→ Data records
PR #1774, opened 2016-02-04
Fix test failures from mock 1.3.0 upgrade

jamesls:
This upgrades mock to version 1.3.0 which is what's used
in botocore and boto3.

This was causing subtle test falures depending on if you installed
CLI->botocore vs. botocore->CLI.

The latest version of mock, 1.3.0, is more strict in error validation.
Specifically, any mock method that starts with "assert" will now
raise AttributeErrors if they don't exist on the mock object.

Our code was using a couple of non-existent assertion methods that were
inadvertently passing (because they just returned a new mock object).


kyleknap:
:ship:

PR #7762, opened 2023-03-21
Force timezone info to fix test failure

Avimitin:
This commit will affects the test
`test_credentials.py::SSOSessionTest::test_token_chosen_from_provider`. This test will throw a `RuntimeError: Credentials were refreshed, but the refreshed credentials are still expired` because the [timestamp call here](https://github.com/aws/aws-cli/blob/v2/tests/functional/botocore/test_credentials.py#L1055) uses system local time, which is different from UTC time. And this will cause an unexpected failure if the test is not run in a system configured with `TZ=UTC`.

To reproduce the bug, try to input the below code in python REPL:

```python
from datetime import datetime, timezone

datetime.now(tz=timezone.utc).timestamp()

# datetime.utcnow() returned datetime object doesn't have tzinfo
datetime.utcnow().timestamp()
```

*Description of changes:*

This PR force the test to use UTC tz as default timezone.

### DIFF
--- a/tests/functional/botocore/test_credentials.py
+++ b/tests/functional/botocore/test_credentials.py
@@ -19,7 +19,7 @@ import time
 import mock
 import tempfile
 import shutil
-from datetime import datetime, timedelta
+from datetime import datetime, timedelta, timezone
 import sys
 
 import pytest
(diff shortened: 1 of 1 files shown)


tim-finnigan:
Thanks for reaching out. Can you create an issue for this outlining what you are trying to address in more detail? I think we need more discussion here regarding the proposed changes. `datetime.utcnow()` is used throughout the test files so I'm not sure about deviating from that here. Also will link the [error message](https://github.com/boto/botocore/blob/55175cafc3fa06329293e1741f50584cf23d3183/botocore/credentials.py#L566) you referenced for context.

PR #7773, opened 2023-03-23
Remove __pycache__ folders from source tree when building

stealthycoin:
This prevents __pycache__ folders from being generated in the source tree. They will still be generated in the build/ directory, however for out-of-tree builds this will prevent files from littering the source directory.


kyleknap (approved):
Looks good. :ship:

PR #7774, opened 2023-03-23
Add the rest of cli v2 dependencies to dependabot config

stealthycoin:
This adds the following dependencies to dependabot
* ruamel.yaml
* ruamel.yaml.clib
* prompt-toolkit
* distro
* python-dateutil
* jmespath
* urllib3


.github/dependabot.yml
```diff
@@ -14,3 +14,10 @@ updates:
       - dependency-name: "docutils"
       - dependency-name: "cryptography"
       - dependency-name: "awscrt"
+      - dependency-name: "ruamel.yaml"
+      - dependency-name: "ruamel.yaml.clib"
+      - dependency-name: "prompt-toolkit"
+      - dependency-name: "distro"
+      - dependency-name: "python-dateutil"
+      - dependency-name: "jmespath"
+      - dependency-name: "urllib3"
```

---

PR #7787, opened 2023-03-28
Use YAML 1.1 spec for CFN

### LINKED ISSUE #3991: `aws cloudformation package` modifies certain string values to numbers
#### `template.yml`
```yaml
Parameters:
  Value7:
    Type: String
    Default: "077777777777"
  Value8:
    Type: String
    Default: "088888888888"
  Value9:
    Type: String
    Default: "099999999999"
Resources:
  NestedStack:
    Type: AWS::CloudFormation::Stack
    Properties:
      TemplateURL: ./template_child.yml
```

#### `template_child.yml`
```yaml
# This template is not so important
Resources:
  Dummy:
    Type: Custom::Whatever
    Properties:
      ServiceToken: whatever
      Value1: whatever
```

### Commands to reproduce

* * *

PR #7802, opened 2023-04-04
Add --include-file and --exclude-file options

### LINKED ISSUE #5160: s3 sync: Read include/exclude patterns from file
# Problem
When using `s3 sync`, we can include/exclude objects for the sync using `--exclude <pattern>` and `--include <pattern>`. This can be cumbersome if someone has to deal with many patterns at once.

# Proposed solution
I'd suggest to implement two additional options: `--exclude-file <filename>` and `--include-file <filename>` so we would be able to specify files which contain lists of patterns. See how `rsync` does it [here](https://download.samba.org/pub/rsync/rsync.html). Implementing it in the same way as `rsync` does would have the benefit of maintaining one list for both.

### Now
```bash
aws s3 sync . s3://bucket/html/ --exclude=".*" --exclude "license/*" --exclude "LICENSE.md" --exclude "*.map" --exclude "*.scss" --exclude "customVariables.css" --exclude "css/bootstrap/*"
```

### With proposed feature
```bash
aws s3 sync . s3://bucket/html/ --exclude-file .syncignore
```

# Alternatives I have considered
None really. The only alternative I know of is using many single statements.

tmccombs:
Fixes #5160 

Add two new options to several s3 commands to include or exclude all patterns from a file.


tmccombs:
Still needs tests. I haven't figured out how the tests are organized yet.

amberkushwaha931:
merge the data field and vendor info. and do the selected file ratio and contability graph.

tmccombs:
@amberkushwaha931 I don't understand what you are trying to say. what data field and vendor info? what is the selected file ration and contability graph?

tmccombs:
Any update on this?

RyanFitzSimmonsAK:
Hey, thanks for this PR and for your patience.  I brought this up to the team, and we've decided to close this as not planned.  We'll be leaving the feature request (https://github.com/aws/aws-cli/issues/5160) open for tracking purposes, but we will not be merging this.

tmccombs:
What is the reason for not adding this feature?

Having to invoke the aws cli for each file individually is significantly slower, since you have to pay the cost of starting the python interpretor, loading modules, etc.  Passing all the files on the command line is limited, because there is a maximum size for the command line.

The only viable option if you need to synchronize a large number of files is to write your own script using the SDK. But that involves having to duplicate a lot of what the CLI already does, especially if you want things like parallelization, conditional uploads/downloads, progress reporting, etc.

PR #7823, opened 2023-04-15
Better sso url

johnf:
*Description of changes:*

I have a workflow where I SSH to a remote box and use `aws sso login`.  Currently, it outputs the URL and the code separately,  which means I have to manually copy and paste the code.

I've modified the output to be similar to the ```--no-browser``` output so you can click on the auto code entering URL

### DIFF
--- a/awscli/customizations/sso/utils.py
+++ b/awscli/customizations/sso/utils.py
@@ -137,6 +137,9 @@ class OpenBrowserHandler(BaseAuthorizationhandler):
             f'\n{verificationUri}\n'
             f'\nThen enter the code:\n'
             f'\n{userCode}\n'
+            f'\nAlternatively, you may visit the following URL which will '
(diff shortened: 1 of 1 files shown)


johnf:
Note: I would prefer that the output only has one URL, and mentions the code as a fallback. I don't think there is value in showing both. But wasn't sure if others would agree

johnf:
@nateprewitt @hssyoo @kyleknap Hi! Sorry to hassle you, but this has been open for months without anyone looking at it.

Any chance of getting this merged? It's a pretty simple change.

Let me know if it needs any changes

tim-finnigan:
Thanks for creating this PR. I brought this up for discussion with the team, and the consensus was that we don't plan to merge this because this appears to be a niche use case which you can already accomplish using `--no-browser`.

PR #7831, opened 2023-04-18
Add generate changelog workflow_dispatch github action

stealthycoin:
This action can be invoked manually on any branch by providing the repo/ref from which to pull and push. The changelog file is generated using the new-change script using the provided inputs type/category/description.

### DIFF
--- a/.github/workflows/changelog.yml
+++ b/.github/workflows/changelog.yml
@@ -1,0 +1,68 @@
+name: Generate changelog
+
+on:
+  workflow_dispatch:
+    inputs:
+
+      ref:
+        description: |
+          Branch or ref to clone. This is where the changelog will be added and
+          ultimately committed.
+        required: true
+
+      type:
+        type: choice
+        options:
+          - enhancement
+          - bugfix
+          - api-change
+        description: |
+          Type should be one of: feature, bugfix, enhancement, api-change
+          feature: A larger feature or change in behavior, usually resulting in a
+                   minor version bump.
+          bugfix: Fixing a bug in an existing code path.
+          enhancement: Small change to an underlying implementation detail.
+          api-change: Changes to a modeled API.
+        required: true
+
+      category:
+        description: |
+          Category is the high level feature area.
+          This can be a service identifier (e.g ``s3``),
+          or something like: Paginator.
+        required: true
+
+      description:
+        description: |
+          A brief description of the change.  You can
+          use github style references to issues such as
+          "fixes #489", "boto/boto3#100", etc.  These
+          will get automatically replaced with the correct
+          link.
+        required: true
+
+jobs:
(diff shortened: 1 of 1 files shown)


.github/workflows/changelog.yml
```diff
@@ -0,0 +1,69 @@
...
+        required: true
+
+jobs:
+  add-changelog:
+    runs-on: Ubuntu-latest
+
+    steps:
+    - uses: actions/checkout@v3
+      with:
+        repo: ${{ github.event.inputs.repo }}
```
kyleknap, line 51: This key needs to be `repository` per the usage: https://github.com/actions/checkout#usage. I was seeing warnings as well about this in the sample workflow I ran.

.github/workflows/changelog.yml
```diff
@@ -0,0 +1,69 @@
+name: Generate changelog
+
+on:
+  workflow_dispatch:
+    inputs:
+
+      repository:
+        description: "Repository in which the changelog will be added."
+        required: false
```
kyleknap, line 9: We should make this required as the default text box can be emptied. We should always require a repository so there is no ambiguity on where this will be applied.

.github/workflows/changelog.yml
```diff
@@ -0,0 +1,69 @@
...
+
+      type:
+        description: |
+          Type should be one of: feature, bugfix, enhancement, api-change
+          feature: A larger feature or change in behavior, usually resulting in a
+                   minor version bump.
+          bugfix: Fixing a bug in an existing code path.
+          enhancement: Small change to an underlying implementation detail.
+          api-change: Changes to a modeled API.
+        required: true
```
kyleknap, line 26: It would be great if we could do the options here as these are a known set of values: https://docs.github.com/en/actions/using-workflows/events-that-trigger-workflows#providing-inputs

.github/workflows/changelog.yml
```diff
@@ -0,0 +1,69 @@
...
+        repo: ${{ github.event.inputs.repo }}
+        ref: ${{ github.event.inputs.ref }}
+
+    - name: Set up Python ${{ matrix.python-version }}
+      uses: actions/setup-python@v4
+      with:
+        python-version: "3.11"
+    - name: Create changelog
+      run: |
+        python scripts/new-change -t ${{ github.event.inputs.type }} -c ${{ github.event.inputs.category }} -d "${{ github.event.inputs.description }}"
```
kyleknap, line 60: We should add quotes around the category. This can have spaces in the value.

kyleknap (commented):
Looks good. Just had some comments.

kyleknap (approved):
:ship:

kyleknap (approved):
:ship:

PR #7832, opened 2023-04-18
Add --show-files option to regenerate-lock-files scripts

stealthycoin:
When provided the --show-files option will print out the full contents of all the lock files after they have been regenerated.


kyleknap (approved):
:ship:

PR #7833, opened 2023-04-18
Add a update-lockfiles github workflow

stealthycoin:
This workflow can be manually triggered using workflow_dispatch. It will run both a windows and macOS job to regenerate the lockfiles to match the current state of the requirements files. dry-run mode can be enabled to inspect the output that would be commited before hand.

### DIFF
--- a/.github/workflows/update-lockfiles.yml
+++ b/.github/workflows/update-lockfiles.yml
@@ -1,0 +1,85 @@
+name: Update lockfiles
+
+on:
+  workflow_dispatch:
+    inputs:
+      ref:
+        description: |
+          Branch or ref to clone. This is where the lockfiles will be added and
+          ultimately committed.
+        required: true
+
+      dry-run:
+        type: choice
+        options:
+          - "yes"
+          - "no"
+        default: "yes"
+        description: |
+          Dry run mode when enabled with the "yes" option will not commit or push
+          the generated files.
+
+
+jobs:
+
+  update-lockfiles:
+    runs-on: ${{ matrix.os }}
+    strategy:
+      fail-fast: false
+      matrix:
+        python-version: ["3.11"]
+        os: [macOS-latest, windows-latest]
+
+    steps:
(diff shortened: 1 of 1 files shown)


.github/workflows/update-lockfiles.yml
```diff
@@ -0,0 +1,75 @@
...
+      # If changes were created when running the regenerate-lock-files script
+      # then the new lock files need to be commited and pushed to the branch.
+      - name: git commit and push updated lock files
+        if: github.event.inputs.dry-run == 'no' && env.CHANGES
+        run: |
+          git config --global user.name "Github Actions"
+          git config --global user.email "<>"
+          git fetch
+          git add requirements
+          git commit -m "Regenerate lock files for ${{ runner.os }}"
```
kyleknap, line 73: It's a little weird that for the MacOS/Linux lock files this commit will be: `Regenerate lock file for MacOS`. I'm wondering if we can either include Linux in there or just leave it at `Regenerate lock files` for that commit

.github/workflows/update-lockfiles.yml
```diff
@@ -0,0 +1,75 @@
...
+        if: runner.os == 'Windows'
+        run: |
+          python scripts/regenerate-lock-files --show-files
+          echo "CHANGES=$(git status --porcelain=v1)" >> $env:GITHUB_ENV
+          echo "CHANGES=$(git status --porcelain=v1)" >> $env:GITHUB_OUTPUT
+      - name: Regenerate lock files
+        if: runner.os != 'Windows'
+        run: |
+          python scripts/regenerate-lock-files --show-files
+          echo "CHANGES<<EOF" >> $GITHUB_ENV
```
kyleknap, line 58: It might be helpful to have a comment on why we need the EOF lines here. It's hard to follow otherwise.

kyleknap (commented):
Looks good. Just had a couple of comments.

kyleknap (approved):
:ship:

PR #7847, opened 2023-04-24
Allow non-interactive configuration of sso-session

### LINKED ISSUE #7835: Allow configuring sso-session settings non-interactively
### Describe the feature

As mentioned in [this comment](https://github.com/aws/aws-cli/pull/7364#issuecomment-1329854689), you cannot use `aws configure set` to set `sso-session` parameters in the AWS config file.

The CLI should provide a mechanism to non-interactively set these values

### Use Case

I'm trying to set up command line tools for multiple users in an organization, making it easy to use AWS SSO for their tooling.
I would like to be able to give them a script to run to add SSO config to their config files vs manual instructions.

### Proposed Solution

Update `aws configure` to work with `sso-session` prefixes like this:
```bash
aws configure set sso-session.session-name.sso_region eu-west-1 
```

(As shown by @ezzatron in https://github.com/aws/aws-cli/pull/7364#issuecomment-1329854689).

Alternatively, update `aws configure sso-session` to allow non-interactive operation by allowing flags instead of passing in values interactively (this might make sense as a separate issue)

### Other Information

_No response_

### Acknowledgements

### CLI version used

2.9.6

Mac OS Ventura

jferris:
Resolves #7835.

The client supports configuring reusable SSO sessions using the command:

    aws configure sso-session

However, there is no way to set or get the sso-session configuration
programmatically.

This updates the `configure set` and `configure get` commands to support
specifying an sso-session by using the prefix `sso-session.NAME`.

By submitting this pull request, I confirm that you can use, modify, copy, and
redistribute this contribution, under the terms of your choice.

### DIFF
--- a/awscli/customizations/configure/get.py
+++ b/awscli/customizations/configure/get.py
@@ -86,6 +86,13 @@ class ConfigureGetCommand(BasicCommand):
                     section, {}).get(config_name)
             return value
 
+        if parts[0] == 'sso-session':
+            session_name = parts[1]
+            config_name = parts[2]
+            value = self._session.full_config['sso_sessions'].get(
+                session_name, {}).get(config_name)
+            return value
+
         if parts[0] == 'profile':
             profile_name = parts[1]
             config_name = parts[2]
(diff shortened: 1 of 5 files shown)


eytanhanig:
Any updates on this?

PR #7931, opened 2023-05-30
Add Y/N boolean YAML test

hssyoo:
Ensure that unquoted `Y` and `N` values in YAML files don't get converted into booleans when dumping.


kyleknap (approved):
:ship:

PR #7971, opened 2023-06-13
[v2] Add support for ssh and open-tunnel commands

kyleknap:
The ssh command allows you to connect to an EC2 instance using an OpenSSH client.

→ Work instructions
From the entries above, work out the number of lines containing the string "customizations" and give that number by itself.

→ Reply
4